We decided that this new data presents a great opportunity to analyse important trends in donors’ combined aid spending towards gender equality. We pulled the OECD-DAC data from the last ten years to show how much and in what ways donors have – or have not – funded gender equality. [2]

The data, as self-reported by donors, tells us that for the last ten years:

  1. Most aid still does not aim to address gender inequality.
  2. Increasingly more aid has a partial focus on gender equality, indicating enhanced gender mainstreaming.
  3. More aid is being assessed on its intentions to target – or not target – gender equality.
  4. There has been an increase in aid with a primary focus on gender equality, but this type of aid remains relatively small.
  5. Consistently little aid goes towards women’s equality organisations and institutions. [3]

While these donors’ self-reported gender equality funding figures have increased, Oxfam’s recent report calls into question whether the actual funding for gender equality work has increased, as it finds that many donors inconsistently assess their funds against gender markers. It is also likely that the increasing awareness of the importance of gender programming and the increasing scrutiny of aid globally has increased the pressure on agencies to assess their work on gender equality – even when it does not meet all the OECD-DAC conditions to qualify as gender equality programming.

This is why our gender aid data study will examine whether reported gender funding data reflect the reality of gender work on the ground, by focusing on three case studies: Kenya, Nepal, and Guatemala. We will be asking: who is actually funding gender equality in these countries, why, and with what results?

While we try to answer these questions, perhaps the development community can start to think about this one: What story would we like the data to tell?
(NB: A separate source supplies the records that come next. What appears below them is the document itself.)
PR #3219, opened 2017-10-25
Fixes #3218 Use return annotation for AST analysis

### LINKED ISSUE #3218: Use return annotation for AST analysis
This is a subset of #82 just to enable using return annotations when doing AST analysis. This will enable stdlib and installed package analysis to do more return types.

zooba:
Fixes #3218 Use return annotation for AST analysis
Adds basic (builtin/global) return annotation parsing


Python/Product/Analysis/Interpreter/Ast/AstTypeAnnotationConverter.cs
```diff
@@ -0,0 +1,107 @@
...
+using System.Collections.Generic;
+using System.Linq;
+using Microsoft.PythonTools.Parsing.Ast;
+
+namespace Microsoft.PythonTools.Interpreter.Ast {
+    class AstTypeAnnotationConverter : TypeAnnotationConverter<IPythonType> {
+        private readonly NameLookupContext _scope;
+
+        public AstTypeAnnotationConverter(NameLookupContext scope) {
+            _scope = scope;
```
huguesv: throw if null

PR #3235, opened 2017-10-27
Fixes #3232 Classifications do not cover whole file

### LINKED ISSUE #3232: Classifications do not cover whole file
Sometimes while editing you will lose all syntax highlighting from a certain point to the end of the file. We should not do this.

This is likely due to changes in #3224

zooba:
Fixes #3232 Classifications do not cover whole file
Moves in-proc tokenization into PythonTextBufferInfo
Switches some users of the classifier to the correct token source
Fixes line number management of token cache (i.e. don't trust the tokens)
Removes index comparisons from SourceLocation
Fixes explicit/incorrect uses of three argument SourceLocation constructor

### DIFF
--- a/Python/Product/PythonTools/PythonTools/Editor/PythonTextBufferInfo.cs
+++ b/Python/Product/PythonTools/PythonTools/Editor/PythonTextBufferInfo.cs
@@ -655,7 +655,7 @@ namespace Microsoft.PythonTools.Editor {
 
                 var afterState = lineTokenization.State;
 
-                // stop if we visted all affected lines and the current line has no tokenization state
+                // stop if we visited all affected lines and the current line has no tokenization state
                 // or its previous state is the same as the new state.
                 if (lineNo > lastLine && (beforeState == null || beforeState.Equals(afterState))) {
                     break;
--- a/Python/Product/PythonTools/PythonTools/Editor/PythonTextBufferInfo.cs
+++ b/Python/Product/PythonTools/PythonTools/Editor/PythonTextBufferInfo.cs
@@ -90,6 +90,7 @@ namespace Microsoft.PythonTools.Editor {
         private Tokenizer _tokenizer;
         private readonly TokenCache _tokenCache;
 
+        private readonly bool _hasChangedOnBackground;
         private bool _replace;
 
         private PythonTextBufferInfo(PythonEditorServices services, ITextBuffer buffer) {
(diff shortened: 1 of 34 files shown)


zooba:
I bit the bullet and centralized tokenization/caching, which I've been worrying about having to do for a while. It means we can stop using the classifier and use the PythonTextBufferInfo in a variety of places (which is better because we control the lifetime of the text buffer info, so it'll clean up certain race conditions with VS). But there's different information available, so it's a bit more work to translate them all.

This is probably also the last piece we need to get off ReverseExpressionParser. But I'm starting to think it may need a bit of a rewrite from what's here in order to keep snapshots in sync. Feel free to review, but there may be more changes before it can be merged.

zooba:
This is probably ready for review now. I'm running the test suite against it to try and flush out issues before merging though. But it's essentially all internal refactoring with no visible impact (though the use of the new event for tokenization should improve typing responsiveness a bit).

Python/Product/PythonTools/PythonTools/Editor/PythonTextBufferInfo.cs
```diff
@@ -455,6 +579,94 @@ sealed class PythonTextBufferInfo {
...
+            for (int lineNo = firstLine; lineNo < span.Snapshot.LineCount; ++lineNo) {
+                var line = span.Snapshot.GetLineFromLineNumber(lineNo);
+
+                var beforeState = lineTokenization.State;
+
+                tokenCache[lineNo] = lineTokenization = TokenizeLine(tokenizer, line, beforeState);
+
+                var afterState = lineTokenization.State;
+
+                // stop if we visted all affected lines and the current line has no tokenization state
```
huguesv: np typo 'visted'

Python/Product/PythonTools/PythonTools/TokenCache.cs
```diff
@@ -54,13 +53,136 @@ internal struct LineTokenization : ITag {
...
+        /// 0-based index where the token starts on the line.
+        /// </summary>
+        public int Column;
+        /// <summary>
+        /// Number of characters included in the token.
+        /// </summary>
+        public int Length;
+    }
+
+    public struct TrackingTokenInfo {
```
huguesv: hard to tell from here, does this have to be public?

zooba: Strictly no, but then we have a stack of internal API on PythonTextBufferInfo. We can do that, but I think there's value in that API being public. But maybe it's better just to hide the whole thing for now...

huguesv: PythonTextBufferInfo isn't public either. I wouldn't worry about making this public if it's not necessary.

zooba: Ah, you're right. Guess I misread the "sealed" as "public" at some point.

The Gender Financing Project receives support from Plan International USA and Save the Children US.

Notes:

[1] Click here for more information on how the OECD-DAC classifies aid with the gender equality marker.

[2] The animated graph in this blog was created with Flourish.

[3] Most aid going towards women’s equality organisations and institutions is classified as aid with a primary (principal) focus on gender equality. As such, aid going to these organisations is a part of the total aid targeting gender equality- it is not additional or separate funding.